Structure of the Earth Background Information
Earth is roughly a sphere shape. It is made up different layers: inner core, outer core, mantle, crust, and atmosphere. The average radius is around 4,000 miles, and about 70% of the Earth’s surface is covered in water, having an average depth of 2.5 miles. The rocky planet is surrounded by a layer of gases known as the atmosphere. The atmosphere is made up of mainly nitrogen, but also contains oxygen, argon, and carbon dioxide.
The core is at the center of the Earth. It is split up into the outer core and the inner core. The inner core is solid and composed of an iron-nickel alloy. It is very hot with a temperature believed to be about 5,500°C. The outer core is also made of iron and nickel and surrounds the inner core. The outer core is under less pressure than the inner core and is in a liquid state.

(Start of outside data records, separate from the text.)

PR #6287, opened 2025-11-04
Add arkive data loading

wanchichen:
## What did you change?

This PR adds support for loading data using [arkive](https://github.com/wanchichen/arkive), designed for large-scale training.
Arkive stores metadata in `.parquets` and audio dumps in `.bin` files, avoiding the need to store many metadata and individual audio files.

I use DuckDB for loading the metadata parquet, making it extremely fast. For librispeech 960 on my system, it takes around 0.30 seconds to load a full metadata parquet (with sample rate, channel, duration info) and 1.15 seconds to load an equivalent kaldi `wav.scp`.

The `ArkiveAudioReader` allows ESPnet to read audio data using `arkive`. It requires an SQL query as input like:
```
name = '/work/nvme/bbjs/chen26/arkive/librispeech_test_processed.parquet'
query = f"SELECT utt_id, path, start_byte_offset, file_size_bytes, start_time, end_time FROM '{name}'"
reader = ArkiveAudioReader(query)
```

For distributed processing, one can also pass the world size and num_workers to filter the data and save memory.
```
ArkiveAudioReader(query, valid_ids=None, worker_id=0, world_size=64)
```

`espnet2/speechlm/bin/prepare_audio_arkive.py` can be used to convert kaldi audio files to the arkive format.

---

For now, i dont add a script to auto install `arkive` and `duckdb` since its only used in `speechlm`, and i think the install script will change with espnet3.

Kaldi format requires us to store too many extra files and occupies a lot of disk space. Lhotse is nice, but since it works on individual audio files, the disk i/o impact is quite severe. Arkive is designed to be more scalable and more adaptable to new modalities.

### DIFF
--- a/egs2/kinyarwanda_tts/tts1/Readme.md
+++ b/egs2/kinyarwanda_tts/tts1/Readme.md
@@ -1,0 +1,48 @@
+# KINYARWANDA TTS RECIPE
+
+This is the first ESPnet2 recipe for Kinyarwanda TTS. It implements a Tacotron 2 architecture with character-based tokenization, utilizing transfer learning from an English LJSpeech pre-trained model to support low-resource Bantu language synthesis.
+
+See the following pages for the usage:
+- [How to run the recipe](../../TEMPLATE/tts1/README.md#how-to-run)
+- [How to train with speaker ID](../../TEMPLATE/tts1/README.md#multi-speaker-model-with-speaker-id-embedding-training)
+- [How to train VITS](../../TEMPLATE/tts1/README.md#vits-training)
+
+See the following pages before asking the question:
+- [ESPnet2 Tutorial](https://espnet.github.io/espnet/espnet2_tutorial.html)
+- [ESPnet2 TTS FAQ](../../TEMPLATE/tts1/README.md#faq)
+
+# INITIAL RESULTS
+
+**Model:** Tacotron 2 (Transfer Learning from LJSpeech)
+**Vocoder:** Parallel WaveGAN (LJSpeech pre-trained)
+
+## Environments
+
+* **date:** `Tue Feb 17 20:26:00 UTC 2026`
+* **python version:** `3.12.0`
+* **espnet version:** `espnet 202412`
+* **pytorch version:** `pytorch 2.5.1`
+
+### UTMOSv2 (Strong)
+
+**Average:** 2.2103 (Evaluated on 400 test samples)
+
+### CER (with whisper-large-v3-kin-track-b)
+
+Evaluation performed using the Kaggle-winning ASR model for Kinyarwanda Track B to ensure a high-rigidity benchmark.
+
+| #Snt | #Wrd | Corr | Sub | Del | Ins | Err | S.Err |
+| :--- | :--- | :--- | :--- | :--- | :--- | :--- | :--- |
+| 400 | 34270 | 86.7 | 6.1 | 7.1 | 5.8 | 19.0 | 98.2 |
+
+### WER (with whisper-large-v3-kin-track-b)
+
+| #Snt | #Wrd | Corr | Sub | Del | Ins | Err | S.Err |
+| :--- | :--- | :--- | :--- | :--- | :--- | :--- | :--- |
+| 400 | 4768 | 58.0 | 33.4 | 8.6 | 6.3 | 48.3 | 98.2 |
+
+## Pretrained Models
+
+### espnet/egs2/kinyarwanda_tts/tts1/exp/tts_kinyarwanda_transfer_v1
+
+* [https://huggingface.co/Professor/kinyarwanda-tacotron2-espnet](https://huggingface.co/Professor/kinyarwanda-tacotron2-espnet)
--- a/egs2/kinyarwanda_tts/tts1/cmd.sh
+++ b/egs2/kinyarwanda_tts/tts1/cmd.sh
@@ -1,0 +1,110 @@
+# ====== About run.pl, queue.pl, slurm.pl, and ssh.pl ======
+# Usage: <cmd>.pl [options] JOB=1:<nj> <log> <command...>
+# e.g.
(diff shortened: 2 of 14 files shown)


espnet2/speechlm/bin/prepare_audio_arkive.py
```diff
@@ -0,0 +1,219 @@
...
+    logging.info(
+        f"Successfully processed {len(ark.data)}/{len(audio_paths)} recordings"
+    )
+
+    df = ark.data
+    cols = df.columns.tolist()
+    cols.remove("original_file_path")
+    cols_to_add = [df[col] for col in cols]
+    data = dict(zip(df["original_file_path"], zip(*cols_to_add)))
+
```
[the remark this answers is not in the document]
wanchichen: this is wrong lol, much slower like this

espnet2/speechlm/dataloader/multimodal_loader/audio_loader.py
```diff
@@ -17,6 +31,101 @@
...
+        result = duckdb.query(query)
+
+        # filter query result before loading to df
+        # avoids loading the whole query result into memory
+        if worker_id is not None:
+            assert (
+                world_size is not None
+            ), f"filtering by worker_id requires world_size, got {world_size}"
+            result = duckdb.query(
+                f"""
```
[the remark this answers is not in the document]
wanchichen: same as above

Qingzheng-Wang:
Please add `ArkiveAudioReader` here: https://github.com/espnet/espnet/blob/d93495baf1d5419df541801f2083bfd52844724c/espnet2/speechlm/dataloader/dataset.py#L21

espnet2/speechlm/dataloader/multimodal_loader/audio_loader.py
```diff
@@ -17,6 +31,100 @@
...
+
+    def __init__(
+        self,
+        query: str,
+        valid_ids: list = None,
+        worker_id: int = None,
+        world_size: int = None,
+    ):
+
+        result = duckdb.query(query)
```
Qingzheng-Wang: I think it would be better to keep the interface consistenti with the `LhotseAudioReader`:

```suggestion
class ArkiveAudioReader:
    """Dict-like lazy audio reader using arkive parquets

    Args:
        manifest_dir: Directory containing the arkive manifest files
            e.g. /path/to/dataset/audio1
        valid_ids: List of valid IDs to keep (optional, keeps all if None)
        worker_id: partition ids by worker (optional, keeps all if None)
        world_size: used for worker partitioning
        query: (optional) SQL query for advanced usage
            columns: [utt_id, path, start_byte_offset, file_size_bytes, start_time, end_time]
    """

    def __init__(
        self,
        manifest_dir: str,
        valid_ids: list = None,
        worker_id: int = None,
        world_size: int = None,
        query: Optional[str] = None,
    ):

        if query is None:
            query = f"SELECT * FROM '{manifest_dir}/metadata.parquet'"

        result = duckdb.query(query)
```

espnet2/speechlm/dataloader/multimodal_loader/audio_loader.py
```diff
@@ -17,6 +31,100 @@
...
+            )
+        )
+
+        if valid_ids:
+            data = {k: data[k] for k in set(valid_ids) if k in data}
+
+        self.data = data
+
+    def __getitem__(self, key: str) -> Tuple[np.ndarray, int]:
+        path, start_byte, file_size, start_time, end_time = self.data[key]
```
Qingzheng-Wang: `start_time` and `end_time` might be \<NA\> in pandas notation if not provide segments, so here we should convert them to None so that the subsequent code can correctly recognize and handle them:
```suggestion
path, start_byte, file_size, start_time, end_time = self.data[key]
        
        # Convert pandas NA to Python None
        if pd.isna(start_time):
            start_time = None
        if pd.isna(end_time):
            end_time = None
            
```

espnet2/speechlm/dataloader/multimodal_loader/audio_loader.py
```diff
@@ -9,6 +9,20 @@
 
 import numpy as np
```
Qingzheng-Wang, line 10:
```suggestion
import numpy as np
import pandas as pd
```

espnet2/speechlm/dataloader/multimodal_loader/audio_loader.py
wanchichen: I'm not 100 % sure if we should do this, since the query should be responsible for aggregating everything across multiple parquets and might require some complex logic.

For example, it may do some complex filtering and concat like 

```
SELECT * FROM ['file1.parquet', 'path/to/file2.parquet', 'another_folder/file3.parquet'] WHERE utt_id like 'libri%' as table1 
UNION ALL
SELECT doc_id as utt_id, file_path as path, start as start_byte_offset, file_size_bytes, start_time, end_time FROM file2.parquet WHERE file_size_byte > 100000
```

The suggested solution will be fine to allow for both interfaces (for people who dont want to write SQL) but im worried about the possibility of silent errors (like test-set corruption if someone has both train/test in the same parquet).

wanchichen: what do you think @jctian98 ?

sw005320:
@wanchichen, there are several CI errors.
Please handle them.

sw005320:
Fix this https://github.com/espnet/espnet/actions/runs/19321213055/job/55262933331?pr=6287#step:8:13

jctian98:
Already had some discussion with @wanchichen, will try to merge after some features are updated.
Please also fix CI.

wanchichen:
I improved the data loading to use polars instead of pandas, which is significantly more efficient. In the future, we should eventually move to integer index based loading once everything is unified, instead of utt id. Maintaining an utterance id to index mapping currently invokes a 30% memory overhead (although still more efficient than the alternatives...)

The mantle sits underneath the crust and is the thickest layer in the structure of the Earth with an average thickness of 1,800 miles and makes up nearly 85% for the Earth’s volume. It is composed of silicate rocks which are rich in magnesium and iron. The mantle is semi-molten and moves. Uneven heat in the mantle causes convection currents means a constant movement of magma: hot magma rises towards the crust, then cools off, and sinks back down.
The crust is a thin rocky layer that surrounds the planet. It is different from the mantle underneath it. It is made up of lots of different types of igneous, metamorphic, and sedimentary rocks. The crust is not uniformly thick and varies from 3-30 miles thick. The thickest part of the Earth’s crust is known as continental crust and is found where there is land. The thinnest part of the crust is known as oceanic crust and is found under oceans. The temperature of the crust varies with depth: the deeper you go, the hotter it is.
The surface of the Earth is split up into pieces known as tectonic plates. The line where two plates meet is called a boundary, or a fault line. The largest of all the tectonic plates is the Pacific Plate which sits under the Pacific Ocean and has an area of 103 million km2. These plates are constantly moving, though not very quickly; they only move a few centimeters every year. They move due to the movement of magma in the mantle; the plates “float” on top of the mantle. Sometimes these plates get stuck and don’t move slowly past each other. This stores up elastic potential potential energy and when the plates slip, this energy is released as seismic waves. If the energy released is large enough, these seismic waves can be very large and are known as earthquakes.
The interactions between plates can be categorized as convergent, divergent, or transform. At a convergent boundary, plates move towards each other. If the boundary is between oceanic crust and continental crust, then the oceanic crust will travel underneath (subduct) the continental plate as the oceanic crust is more dense. If two oceanic plates meet, the denser plate will subduct under the less dense plate. When two continental plates meet, they push up against each other, which can form mountain ranges. At a divergent boundary, plates move away from each other. New crust is formed by hot magma rising and pushing up from the mantle through the space between the plates. An example of this is the Mid-Atlantic Ridge. Each year the width of the Atlantic Ocean grows by 2.5 cm due to new lithosphere being created. At a transform boundary, plates move past each other. The boundary between the North American Plate and the Pacific Plate is an example of this interaction.
Essential Questions for the Structure of the Earth
- What is the Earth made of?
- Why do tectonic plates move?
- How are the parts of the Earth organized?
Other Lesson Plan Ideas for the Structure of the Earth
- Compare the structure of the Earth with the structure of another planet in our solar system.
- Create a timeline storyboard describing the major milestones of the understanding of the structure of the Earth. (Note: the timeline storyboards will only got back 250,00 years, so you will have to scale it down by having 1 billion years to equal 1 year)
- Create a narrative comic imagining what it would be like to journey to the center of the Earth.